A TRANSBRASIL ainda trouxe aos autos proposta de acordo que lhe foi dirigida pela GECC durante o trâmite da presente ação falimentar, bem assim comprovou que as empresas do GRUPO GE promoveram, também durante o trâmite da presente ação falimentar, execuções por quantia certa contra devedora solvente contra a TRANSBRASIL -- deixando evidente, uma vez mais, a ausência de interesse processual superveniente.

A despeito dos sólidos elementos carreados aos autos pela TRANSBRASIL, demonstrando a carência de ação ou, ainda, a improcedência do pedido falimentar em tela, a Col. Câmara Julgadora houve por bem "rejeitar, à unânimidade, a matéria preliminar e, por maioria de votos, os embargos infringentes".

Veja-se a ementa atribuída ao v. Acórdão proferido naquela oportunidade:

"Embargos Infringentes. Falência. Reforma, na instância recursal, do édito de improcedência do pedido na Vara de origem, ante o provimento do apelo da autora-embargada.

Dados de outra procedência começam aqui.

PR #1938, opened 2026-04-12
[Platform][VertexAi] Fix binary result handling

valtzu:
| Q             | A
| ------------- | ---
| Bug fix?      | yes
| New feature?  | no
| Docs?         | no
| License       | MIT

Fix Vertex binary result handling; it was missing base64 decoding. I have manually verified that Vertex returns base64-encoded content, just like Gemini API, despite [the docs](https://docs.cloud.google.com/vertex-ai/generative-ai/docs/model-reference/inference#parts) mentioning "Inline data in raw bytes.".


chr-hertel (approved):
Tested as well - thanks for that!

chr-hertel:
Thank you @valtzu.

PR #268, opened 2025-03-04
Fix some `flutter analyze` warnings

jasikpark:
There's a bunch of style opinions that I didn't fix, plus a potentially more worrisome warning about passing `context` across async gaps, but there's just a few changes here that improve things slightly.

image

### DIFF
--- a/lib/components/CIDRField.dart
+++ b/lib/components/CIDRField.dart
@@ -2,6 +2,7 @@ import 'package:flutter/cupertino.dart';
 import 'package:flutter/services.dart';
 import 'package:mobile_nebula/components/SpecialTextField.dart';
 import 'package:mobile_nebula/models/CIDR.dart';
+
 import '../services/utils.dart';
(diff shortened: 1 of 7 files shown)


lib/components/CIDRField.dart
```diff
@@ -52,57 +53,55 @@ class _CIDRFieldState extends State<CIDRField> {
...
+              textAlign: TextAlign.end,
+              focusNode: widget.focusNode,
+              nextFocusNode: bitsFocus,
               onChanged: (val) {
                 if (widget.onChanged == null) {
                   return;
                 }
 
-                cidr.bits = int.tryParse(val) ?? 0;
+                cidr.ip = val;
```
jasikpark, line 74: This diff is confusing, all that happened in this file is removing an empty wrapping `Container`, this text matches but is just visible lower in the diff

IanVS (approved):

PR #271, opened 2025-03-24
Update to flutter stable 3.29.2

jasikpark:
https://github.com/flutter/flutter/blob/stable/CHANGELOG.md#3292


IanVS:
@jasikpark are you still working on this?

jasikpark:
it's good to go

IanVS:
Why the change to double quotes?

jasikpark:
> Why the change to double quotes?

VSCode find and replace ran my YAML formatter. Is it okay if we keep the changes?

IanVS:
I think it would be better to avoid unrelated formatting changes that are not enforced by the project, to keep the git blame clean.

jasikpark:
image
looks like setting this in my vscode user settings allowed me to find and replace without the formatting 👍

IanVS (approved):

PR #293, opened 2025-11-19
OIDC

### LINKED ISSUE #310: [feature request] Add SSO endpoint device connection in mobile apps as well
As with the latest release of DNClient Desktop support for SSO enddevice authentication - extending that feature to the nebula iOS and android apps makes sense.

JackDoan:
Closes #310

### DIFF
--- a/android/app/src/main/kotlin/net/defined/mobile_nebula/NebulaVpnService.kt
+++ b/android/app/src/main/kotlin/net/defined/mobile_nebula/NebulaVpnService.kt
@@ -339,9 +339,9 @@ class NebulaVpnService : VpnService() {
         }
 
         private fun listIndexes(m: NebulaVpnService, msg: Message) {
-            if (protect(msg)) { return }
+            if (protect(m, msg)) { return }
 
-            val res = nebula!!.listIndexes(false)
+            val res = m.nebula!!.listIndexes(false)
             val m = Message.obtain(null, msg.what)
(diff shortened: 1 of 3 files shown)


pubspec.yaml
```diff
@@ -36,7 +36,7 @@ dependencies:
   flutter_svg: ^2.0.10+1
   intl: ^0.19.0
   share_plus: ^10.0.2
-  sentry_flutter: ^8.14.2
+  sentry_flutter: ^9.8.0
```
JackDoan: this breaks the current iOS CI build, but makes Android shut up about deprecations :disappointed:

android/app/src/main/kotlin/net/defined/mobile_nebula/MainActivity.kt
```diff
@@ -75,6 +80,9 @@ class MainActivity: FlutterActivity() {
                 "nebula.verifyCertAndKey" -> nebulaVerifyCertAndKey(call, result)
 
                 "dn.enroll" -> dnEnroll(call, result)
+                "dn.getPollToken" -> dnGetPollToken(call, result)
```
JackDoan: if you want to play with this on iOS, these are the bindings you need to implement.

Below, you can see I also had to make a version of the binding channel that runs on the background executor, to avoid blocking the UI thread. You probably need both.

PR #296, opened 2025-11-26
Fix crashes in go with composite action

JackDoan:


JackDoan:
Fix confirmed on Android!

PR #299, opened 2025-12-03
switch to LongPollWait

JackDoan:


nebula/api.go
```diff
@@ -104,18 +104,27 @@ func (c *APIClient) TryUpdate(siteName string, hostID string, privateKey string,
...
 	switch {
 	case errors.As(err, &dnapi.ErrInvalidCredentials):
 		return nil, InvalidCredentialsError{}
 	case err != nil:
 		return nil, fmt.Errorf("CheckForUpdate error: %s", err)
 	}
-
-	if !updateAvailable {
+	var msgType struct{ Command string }
+	err = json.Unmarshal(msg.Action, &msgType)
```
johnmaguire: Dang we return a raw JSON from dnapi for this? That's kinda ugly.

JackDoan: strong types across the language boundary is kinda poorly supported, and without the alignment patch, would crash sometimes :cry:

nebula/api.go
```diff
@@ -104,18 +104,27 @@ func (c *APIClient) TryUpdate(siteName string, hostID string, privateKey string,
 	// Check for update
 	ctx, cancel := context.WithTimeout(context.Background(), 30*time.Second)
 	defer cancel()
-	updateAvailable, err := c.c.CheckForUpdate(ctx, creds)
+	msg, err := c.c.LongPollWait(ctx, creds, []string{"DoUpdate"})
 	switch {
 	case errors.As(err, &dnapi.ErrInvalidCredentials):
 		return nil, InvalidCredentialsError{}
 	case err != nil:
 		return nil, fmt.Errorf("CheckForUpdate error: %s", err)
```
nbrownus: I would update this error to reflect the new api call

nebula/api.go
```diff
@@ -104,18 +104,27 @@ func (c *APIClient) TryUpdate(siteName string, hostID string, privateKey string,
 	// Check for update
 	ctx, cancel := context.WithTimeout(context.Background(), 30*time.Second)
```
nbrownus: Is the anticipation to actually poll or to use the api for its side effects? 30s doesn't match what normal dnclients use for their timeouts but I also don't see this actually maintaining a http request, it fires based on current timers which iirc was 15 minutes or so.

johnmaguire: We will get 409 client gone away messages if the client leaves early. If we plan to use LongPollWait without passing the immediate flag, I believe the intention is to complete the full request, so we should make sure the timeout is longer than 60 seconds, which is the API long poll window.

android/app/src/main/kotlin/net/defined/mobile_nebula/APIClient.kt
```diff
@@ -19,10 +19,10 @@ class APIClient(context: Context) {
         return decodeIncomingSite(res.site)
     }
 
-    fun tryUpdate(siteName: String, hostID: String, privateKey: String, counter: Long, trustedKeys: String): IncomingSite? {
```
johnmaguire: Was there a reason to rename this? tryUpdate was not the name of the API call - it was named this way because it "tried to update" if an update was available. LongPollWait does not update - DoUpdate does. This function does both.

johnmaguire:
I think the most recent commit updated the timeout from 30 seconds to 60 seconds - did you test to see if this was long enough when a LongPollWait doesn't immediately return?

I ask because 60 seconds looks likely to race with the API handler to me, which also uses a 60 second timeout beginning when the request is received (so not including standing up the connection, etc.): https://github.com/DefinedNet/api/blob/b09af0ef4fd2e548d18d61283aef014716b4eb88/internal/app/dnclient_api.go#L577

PR #301, opened 2025-12-04
don't try to enroll with a null code when the screen opens

JackDoan:


johnmaguire (approved):
This looks correct to me...

PR #319, opened 2026-01-21
Fix ipv6 entry in config fields

### LINKED ISSUE #316: Cannot enter IPv6 address for a static host entry nebula IP
## Description
This especially affects IPv6-only nebula networks where it is not possible to enter the nebula IP of a lighthouse.

## Steps to reproduce (Android)
1. Create / Edit site
2. Go to "Lighthouses / Static Hosts"
3. Tap "Add a new entry"
4. Try to enter an IPv6 address into the "Nebula IP" field

My app version is `0.7.0-110 (sha: 891e62f)`

## Extra information
The relevant code seems to be:
- [wrong maximum length of IPAddress fields](https://github.com/DefinedNet/mobile_nebula/blob/891e62f72dc5640e56c6df06b7c2e2f82994dae0/lib/components/IPField.dart#L48) - currently 15, should be 39 (or 41 for the `[2001:0db8:0000:0000:0000:0000:0000:0001]` syntax
- [the IP address validation regex here is wrong](https://github.com/DefinedNet/mobile_nebula/blob/891e62f72dc5640e56c6df06b7c2e2f82994dae0/lib/components/IPField.dart#L59) - I'm not sure what is the intent of the current code, seems to have some extra mobile IME features support, but as far as a list of allowed characters goes it would have to be expanded to something like `[\dabcdefABCDEF:\.,\[\]]+`

nbrownus:
The primary remaining issues are:
- v6 addresses can be long and currently wrap in strange/annoying ways.
- `IPAndPort` style fields we do not display a `[` and `]` around the address section but it also is invalid to input `[` or `]` in the address field.

Fixes #316

### DIFF
--- a/lib/screens/siteConfig/StaticHostsScreen.dart
+++ b/lib/screens/siteConfig/StaticHostsScreen.dart
@@ -86,7 +86,7 @@ class _StaticHostsScreenState extends State<StaticHostsScreen> {
                   color: CupertinoColors.placeholderText.resolveFrom(context),
                 ),
               ),
-              Text(host.nebulaIp),
+              Expanded(child: Text(host.nebulaIp)),
             ],
           ),
           labelWidth: ipWidth,


lib/screens/siteConfig/StaticHostmapScreen.dart
```diff
@@ -89,6 +89,7 @@ class _StaticHostmapScreenState extends State<StaticHostmapScreen> {
                           help: "Required",
                           initialValue: _nebulaIp,
                           ipOnly: true,
+                          enableIPV6: true,
```
JackDoan: is there anywhere with ipv6 not enabled?

JackDoan (approved):

PR #353, opened 2026-02-18
Always on

### LINKED ISSUE #49: Option to always stay connected to Nebula network
I have been using Nebula with my iOS device for quite a while and it has been absolutely great.

I plan to add the iOS devices of some people who are not very tech savvy. My goal is to allow them to access some services via Nebula from any network, but I want it to be totally transparent to them.

I have everything working the way that I want it to at this point, except that if the device restarts for any reason the user needs to manually open the Nebula app or VPN settings to connect.

These iOS devices restart so infrequently that even I often forget for a few minutes that I need to re-connect to Nebula after a restart, so someone who is not very tech savvy is going to find this situation pretty frustrating.

It would be ideal if there were a setting in the Nebula app that allowed a user to just specify that a Nebula should always be running. I don't know much about iOS development so I have no idea whether or not that is straightforward.

If it isn't totally obvious how this could be done, I think it would be helpful to integrate with [Shortcuts ](https://developer.apple.com/documentation/sirikit/offering_actions_in_the_shortcuts_app). I would be satisfied if I could just create a shortcut which ensures that a Nebula network connection is up any time the network configuration changes on the device.

nbrownus:
## Android

Enabling always-on takes 2 steps.
1. Enable for a site in the app. This creates a file which points to the site you want to be always on.
2. Enable always-on in the system settings app for nebula. There is a button that sends you close to the setting below the always-on toggle in the app, we are calling it the John button™.

If the always-on system setting is enabled then always-on doesn't work. We can not reliably detect if its set in a production app.

Small UI change to provide a deep link to the system settings -> network -> vpn and a toggle that sets the armed always on site.
Screenshot 2026-02-19 at 4 12 03 PM

## iOS

Enabling can be done via the UI or system settings (after the UI has saved the site as capable of being on-demand). We can reliably detect if on-demand is enabled.

Each vpn site is its own vpn config in the system settings. It seems the last to set on-demand rules wins or else you must select the active site in the system settings.

**NOTE** Changing any sites always-on status disconnects any existing nebula vpn service. When you manually disconnect a site it also sets always-on to false, otherwise the site would just immediately reconnect.

Small UI change to the site details screen to toggle always-on
Screenshot 2026-02-19 at 12 06 56 PM

Closes #49

### DIFF
--- a/android/app/src/main/kotlin/net/defined/mobile_nebula/MainActivity.kt
+++ b/android/app/src/main/kotlin/net/defined/mobile_nebula/MainActivity.kt
@@ -69,7 +69,6 @@ class MainActivity: FlutterActivity() {
                 "android.registerActiveSite" -> registerActiveSite(result)
                 "android.deviceHasCamera" -> deviceHasCamera(result)
                 "android.openVpnSettings" -> openVpnSettings(result)
-                "android.isAlwaysOnEnabled" -> isAlwaysOnEnabled(result)
 
                 "nebula.parseCerts" -> nebulaParseCerts(call, result)
                 "nebula.generateKeyPair" -> nebulaGenerateKeyPair(result)
@@ -142,11 +141,6 @@ class MainActivity: FlutterActivity() {
         val intent = Intent(Settings.ACTION_VPN_SETTINGS)
         startActivity(intent)
         result.success(null)
-    }
-
-    private fun isAlwaysOnEnabled(result: MethodChannel.Result) {
-        val alwaysOnApp = Settings.Secure.getString(contentResolver, "always_on_vpn_app")
-        result.success(alwaysOnApp == packageName)
     }
 
     private fun nebulaParseCerts(call: MethodCall, result: MethodChannel.Result) {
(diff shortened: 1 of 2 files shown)


ios/Runner/AppDelegate.swift
```diff
@@ -262,10 +262,13 @@ func MissingArgumentError(message: String, details: Any?) -> FlutterError {
...
     #else
-      let manager = self.sites?.getSite(id: id)?.manager
+      let container = self.sites?.getContainer(id: id)
+      let manager = container?.site.manager
+
       manager?.loadFromPreferences { error in
         //TODO: Handle load error
-
+        manager?.isOnDemandEnabled = false
+        manager?.saveToPreferences()
```
jasikpark: saveToPreferences() is asynchronous: https://developer.apple.com/documentation/networkextension/nevpnmanager/savetopreferences(completionhandler:)

```swift
 manager?.saveToPreferences { _ in
    manager?.connection.stopVPNTunnel()
  }
```

We should wait to stop the tunnel until after saving prefs

(recc from `claude /review 353`)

Matéria preliminar. Prejudicialidade externa. Falta de interesse processual da recorrida, pela atribuição de efeito suspensivo aos processos cautelar e principal, de sustação de protesto e de nulidade de títulos. Irrelevância. Não obstante se constituírem as condições da ação matéria de ordem de ordem pública, cognoscível a qualquer tempo e mesmo 'ex officio', tal não foi o motivo de dissenção no v. julgado embargado, não sendo processualmente permissível, pois, a sua devolução em sede de embargos infringentes, sob pena de afronta ao art. 530, segunda parte, do CPC, não podendo, ademais, a lide falimentar, por sua natureza, ser obstada por processos paralelos. Não-caracterização, entretanto, de má-litigância, eis que a embargada, argüindo tal incidente , tão-somente lançou mão dos remédios processuais que entendeu cabíveis. Preliminar rejeitadas.